- Musimy pogadać Dick..- usłyszałam z ust starszego. Westchnęłam i odwróciłam się do niego.
- Słucham?- spytałam odwracając się do niego na krześle.
- Wiesz może kiedy wrócisz do swojej wcześniejszej formy?- szepnął.
- Nie wiem, Liga Młodych zajęła się tym- stwierdziłam.
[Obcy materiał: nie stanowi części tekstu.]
PR #2649, opened 2022-01-19
fix: loosen html parser restrictions

nolanlawson:
## Details

Takes all error codes between `parse5-with-errors` v4.0.4 and `parse5` v6.0.1 and makes them warnings instead.

Invalid HTML that caused an error starting in 39032537e745281d35f4a553072c21e8647ab9bc are now warnings.

## GUS work item
W-10459184


nolanlawson:
New error codes accounted for in the tests:

```
end-tag-without-matching-open-element
closing-of-element-with-open-child-elements
end-tag-without-matching-open-element
eof-in-element-that-can-contain-only-text
```

These error codes only apply to `<doctype>`, and I couldn't actually get any of them to hit. We do support `<!doctype>` though, but it seems like we basically ignore it.

```
non-conforming-doctype
missing-doctype
misplaced-doctype
```

And these ones only seem to apply to `<head>`. I'm not sure they're worth testing:

```
open-elements-left-after-eof
disallowed-content-in-noscript-in-head
abandoned-head-element-child
misplaced-start-tag-for-head-element
nested-noscript-in-head
```

packages/@lwc/template-compiler/src/__tests__/fixtures/parsing-errors/invalid-empty-tag/metadata.json
```diff
@@ -12,9 +12,9 @@
             }
         },
         {
-            "code": 1058,
-            "message": "LWC1058: Invalid HTML syntax: closing-of-element-with-open-child-elements. For more information, please visit https://html.spec.whatwg.org/multipage/parsing.html#parse-error-closing-of-element-with-open-child-elements",
-            "level": 1,
+            "code": 1148,
+            "message": "LWC1148: Invalid HTML syntax: closing-of-element-with-open-child-elements. This will not be supported in future versions of LWC. For more information, please visit https://html.spec.whatwg.org/multipage/parsing.html#parse-error-closing-of-element-with-open-child-elements",
+            "level": 2,
```
nolanlawson, line 17: This test was added in 39032537e745281d35f4a553072c21e8647ab9bc so it didn't exist in 234.

packages/@lwc/template-compiler/src/__tests__/fixtures/parsing-errors/stranded-open-template/metadata.json
```diff
@@ -0,0 +1,15 @@
...
+            "level": 1,
+            "location": {
+                "line": 1,
+                "column": 1,
+                "start": 0,
+                "length": 11
+            }
+        }
+    ]
+}
```
nolanlawson, line 15: I confirmed that this same error was thrown in 234 (LWC v2.2.12).

divmain:
This is great! Two questions:

- The `expected` output for both `double-close-template` `title-no-close-tag` is empty. Intuitively, I would have expected them to parse correctly and emit a warning. I'm probably missing something, yes?
- Should this go into both `spring22` rather than `master`?

packages/@lwc/template-compiler/src/__tests__/fixtures/parsing-errors/double-close-div/actual.html
```diff
@@ -0,0 +1,3 @@
+<template>
+    <div></div></div>
+</template>
```
nolanlawson, line 3: Confirmed that this `</div></div>` was also supported (no warnings, no errors) in 234 (v2.2.12).

packages/@lwc/template-compiler/src/parser/html.ts
```diff
@@ -11,11 +11,26 @@ import { ParserDiagnostics } from '@lwc/errors';
...
+function getLwcErrorFromParse5Error(code: string) {
+    if (errorCodesToErrorOn.has(code)) {
+        return ParserDiagnostics.INVALID_HTML_SYNTAX;
+    }
+    if (errorCodesToWarnOn.has(code)) {
+        return ParserDiagnostics.INVALID_HTML_SYNTAX_WARNING;
+    }
+    // It should be impossible to reach here; we have a test in parser.spec.ts to ensure
+    // all error codes are accounted for. But just to be safe, make it a warning
+    return ParserDiagnostics.INVALID_HTML_SYNTAX_WARNING;
```
jye-sf, line 25: This would effectively make this function
```
return errorCodesToErrorOn.has(code)
    ? ParserDiagnostics.INVALID_HTML_SYNTAX
    : ParserDiagnostics.INVALID_HTML_SYNTAX_WARNING
```
or something equivalent right? Do we still need to check both lists?

nolanlawson:
@divmain You were right; I fixed it so that it actually emits the output code even in the `</template></template>` case.

For the other warnings, it actually turns out that we would have run into an error anyway (i.e. `stranded-close-template`, `title-no-close-tag`). I compared with `winter22` and those also threw an error.

So this means that, in practice, the only case I'm aware of where we have _just_ a warning (with valid output) is `</template></template>`.

packages/@lwc/template-compiler/src/parser/html.ts
nolanlawson: The second list exists because I check it in the unit tests to make sure that all parse5 error codes are accounted for. My idea is that, if we upgrade parse5 and there's a new error, then we need to handle it.

I guess I could do something smarter here, like logging a warning or something. Or maybe I could just have the second list used only in the tests?

nolanlawson: Another option is to just throw an error, but that makes me a bit nervous.

nolanlawson:
/nucleus ignore --reason "lwc-platform is failing due to the compiler warnings changing slightly in a snapshot test"

packages/@lwc/template-compiler/src/parser/html.ts
jye-sf: I agree that guardrail is good to have, and just throwing an error as the catch-all makes me nervous too.

I feel that checking the list in both the test and in the code feels unnecessary, but I do see how writing it this way makes the intentions clearer. Would prefer just using the second list in the test, but am okay with it as-is if you prefer that.

nolanlawson:
/nucleus ignore --reason "lwc-platform is failing due to the compiler warnings changing slightly in a snapshot test"

nolanlawson:
/nucleus ignore --reason "lwc-platform is failing due to the compiler warnings changing slightly in a snapshot test"

packages/@lwc/template-compiler/src/parser/html.ts
pmdartus: My 2 cents is that if we do maintain 2 lists, we should have a logging mechanism in place reporting when a code isn't present in `errorCodesToErrorOn` nor `errorCodesToWarnOn`. Otherwise, I would agree with @jye-sf original comment to use a ternary operator.

pmdartus (approved):

packages/@lwc/template-compiler/src/parser/html.ts
nolanlawson: I looked through the template-compiler, and we only use `console.*` in two places:

https://github.com/salesforce/lwc/blob/e27c292d867067197b80ef577f818ced4b361381/packages/%40lwc/template-compiler/src/index.ts#L72-L78

In the absence of a more holistic logging system, I'll just add a `console.warn`.

nolanlawson:
/nucleus ignore --reason "lwc-platform is failing due to the compiler warnings changing slightly in a snapshot test"

packages/@lwc/template-compiler/src/parser/html.ts
jye-sf: That function (`compileToFunction`) is mainly used for testing, so I'm not sure console.warn will surface properly. I think this would be better as a different diagnostic for "unknown parse5 error code", optionally displayed to the user, with a `level` of `warning` or `log`.

That being said, it's a long weekend and this is for a patch inv, so I'm okay with adding a TODO here so we can get this into master and baking before next week's patch deadline.

jye-sf (approved):
See comment about adding a TODO, otherwise 👍

packages/@lwc/template-compiler/src/parser/html.ts
nolanlawson: Yeah I'm not proposing putting the `console.warn` in `compileToFunction`. I'm proposing putting it here:

https://github.com/salesforce/lwc/blob/ece7ef58b353cf28a1959a760307b9b3e4ca1bff/packages/%40lwc/template-compiler/src/parser/html.ts#L20-L27

The user will still get the message, it will just be the same as the other parse5 warnings (i.e. "this will not be supported in a future version of LWC").

Since this line of code should _never_ get hit, unless something has gone wrong with the unit tests or Parse5 has other error codes we don't know about, I feel pretty safe about just adding a `console.warn` and calling it a day.

nolanlawson: I added a todo linking to #2650

nolanlawson:
/nucleus ignore --reason "lwc-platform is failing due to the compiler warnings changing slightly in a snapshot test"

packages/@lwc/template-compiler/src/parser/html.ts
jye-sf: Right, agreed. I just meant that since the only use of `console.*` is in a test function, I was unsure whether the log will be easily visible or accessible to us in a production environment.

packages/@lwc/template-compiler/src/__tests__/fixtures/parsing-errors/double-close-template/metadata.json
```diff
@@ -0,0 +1,15 @@
+{
+    "warnings": [
+        {
+            "code": 1148,
+            "message": "LWC1148: Invalid HTML syntax: end-tag-without-matching-open-element. This will not be supported in future versions of LWC. For more information, please visit https://html.spec.whatwg.org/multipage/parsing.html#parse-error-end-tag-without-matching-open-element",
```
randi274, line 5: @nolanlawson should this jump to a specific section of the HTML Standard? I'm testing this on the lightning-language-server side, and am finding that it doesn't anchor anywhere.

nolanlawson: @randi274 You're right, this link is broken. I can't find anything in the Interact Archive that corresponds to it.

What it's actually referring to is [this parse5 error](https://github.com/inikulin/parse5/blob/8e22fe40d5774e2f2d5eb9be230f4f78d60e780d/packages/parse5/lib/common/error-codes.ts#L62). I think what's happening here is that we assume there is an error code in the HTML5 spec with the same fragment link as the parse5 error name, but since HTML5 treats this as a recoverable error state, it isn't actually in the HTML5 spec. We should fix this.

nolanlawson: Opened a bug: https://github.com/salesforce/lwc/issues/2837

- Powinieneś spędzać więcej czasu z Timem. Gdy poszłam go poznać spał na biurku. I z wyraźności odbicia się klawiatury laptopa na jego twarzy, spał już z dobrą godzinę.- powiedziałam z poważną miną zakładając kosmyk ciemnych włosów za ucho. Mężczyzna westchnął i spojrzał na mnie zmęczonym wzrokiem.
- Czemu mnie nienawidzisz?- zadał pytanie którym totalnie zbił mnie z tropu. Rzuciłam mu pytające spojrzenie
- W sensie?- mruknęłam.
- Patrzysz na mnie z odrazą, nigdy nie odbierasz telefonu i do tego martwisz się o bezpieczeństwo i zdrowie psychiczne Tima. Nic mi nie mówisz, o Slade'dzie dowiedziałem się od Alfreda i Jason'a. Co się z tobą dzieje?- powiedział na jednym wdechu. Moje oczy momentalnie zaszkliły się.- Nigdy nie byłam twoim dzieckiem. Ani nawet podopieczną. Wszystko było ważniejsze odemnie, i nie mówię tu o moich uczuciach, o które i tak nie dbałeś, mówię tu o mnie jako człowieku a dokładniej zwykłym dziecku. Po stracie rodziców płakałam co noc. Od samego rana do późnego wieczora. Gdy przychodziłam rano na śniadanie z zapłakanymi oczami nie byłeś w stanie nawet na mnie spojrzeć. Jeżeli w ogóle byłeś. Byłeś bez wyrazu. Zawsze. Od ciebie nauczyłam się obojętności, bezduszności i stworzyłam maskę dzięki której ukrywam mój ból i cierpienie z dnia na dzień. Nie chcę tak dłużej żyć, ale nie chcę też zostawiać Jason'a, Rachel, Donnę, Gara i Dawn ze swoim nieżywym ciałem. Staram się zrobić wszystko żeby nie zauważyli tego co jest pod tą maską.- zakończyłam swój monolog pod koniec nie zatrzymując potoku łez. Mężczyzna chwilę na mnie patrzył po czym podszedł do mnie i mnie przytulił. Pierwszy raz od niepamiętnych lat po prostu podszedł do mnie i mnie przytulił dając mi do zrozumienia że nie jestem sama. Że jest ktoś kto też cierpi.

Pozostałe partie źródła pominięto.